There is one stock that I bought when it was extremely low. I sold it when Trump was elected because I was afraid the market would tank. My bad. I did buy it back a few years ago, and it's done well, but at my age, I feel safer leaving my money in savings. People my age are happy to see interest rates rising. The low rates did. help a lot of people buy homes, but unfortunately, investors bought up a huge percentage of homes in cities like Atlanta, driving up the prices of homes, along with rents. There are so many reasons why the economy looks both good and bad at the same time.

Btw, the biggest mistake that small investors make is holding on to a stock as it tanks. Sometimes you just have to face reality and sell a stock at a loss, instead of watching it tank down even more. Remember the crash of 1987. Remember what happened to tech stocks around 1999? The market is always risky, sometimes even when you follow the best advice. The market might do better than bonds over all, but you have to have the right stocks or you can lose your ass. At my age, I'd prefer not to take so many risks.

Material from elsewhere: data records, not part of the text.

PR #9132, opened 2021-04-28
Sanitize localized stack trace in exception tests

mstv:
## Proposed changes

- Use fixed culture `en-US` in `SerializableExceptionTests`
- Simplify regex

### Before

image

### After

image

## Test methodology 

- adapt NUnit test

## Test environment(s) 

- Git Extensions 33.33.33
- Build a294965deda0a16bb72cf31556c9cbc1bad20362
- Git 2.31.1.windows.1
- .NET Framework 4.8.4341.0
- DPI 96dpi (no scaling)

----

### DIFF
--- a/UnitTests/BugReporter.Tests/SerializableExceptionTests.cs
+++ b/UnitTests/BugReporter.Tests/SerializableExceptionTests.cs
@@ -12,6 +12,8 @@ using NUnit.Framework;
 namespace BugReporterTests
 {
     [TestFixture]
+    [SetCulture("en-US")]
+    [SetUICulture("en-US")]
     public sealed class SerializableExceptionTests
     {
         [MethodImpl(MethodImplOptions.NoInlining)]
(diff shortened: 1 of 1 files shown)


gerhardol (approved):
I would like to have this commented, explaining the three manipulations that are done.
It feels like these hardcoded assumptions has a risk of failing in the future (there may be languages that use two words for "at", right-to-left etc).

Draft?

Adjust the log for languages
1. Replace Inner exception divider
2. Replace the stack trace preposition
3. Remove file path (to make compare results)

mstv:
I have added the comments and noticed that the previous regex contained the preposition "in".

gerhardol (approved):

RussKie:
I want to look at it.

RussKie:
Did you try applying the following to the fixture?
```cs
    [SetCulture("en-US")]
    [SetUICulture("en-US")]
```

mstv:
> Did you try applying the following to the fixture?
> 
> ```cs
>     [SetCulture("en-US")]
>     [SetUICulture("en-US")]
> ```

Thank you, it works.
I kept the - IMO simplified - regex.

RussKie:
We set culture for locale sensitive tests. We ought to do the same here,
and avoid custom logic.

mstv:
> We set culture for locale sensitive tests. We ought to do the same here, and avoid custom logic.

I did so yesterday.
In addition, I simplified the existing replacement code.

RussKie (approved):

RussKie:
I didn't quite grasp the response. Should've opened the diff.

Thank you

What was this thread about again? :)
Well, when I say stocks, I'm really talking about mutual funds. If you buy individual stocks, and that company goes down, you're hosed. IMO (I'm not a professional) the biggest mistake small investors make is buying into the stock market, then selling when there is a dip. Small investors tend to only buy when the market is going up; sell when it goes down. Not a sound strategy. I remember well the crash of 87; the crash after 9-11; the tech crash. People who sold during these periods lost their ass. I didn't sell. I still have most of those tech stocks. They've been my best long term performers. Having said that, people should only invest up to their risk tolerance. My neighbor won't invest in the stock market. He tends to check his investments every day. He has no tolerance for risk. He's 29!! But you have to do what allows you to sleep at night!
 
Day traders say they sleep well, but I doubt it. Too many times their week consists of four wins and one loss, and they wake up on Saturday no further ahead than they were on Tuesday, having fretted and agonized over hour-to-hour vacillations all week. Guess it’s okay for some types but it would make me crazy. I’d rather work for a living.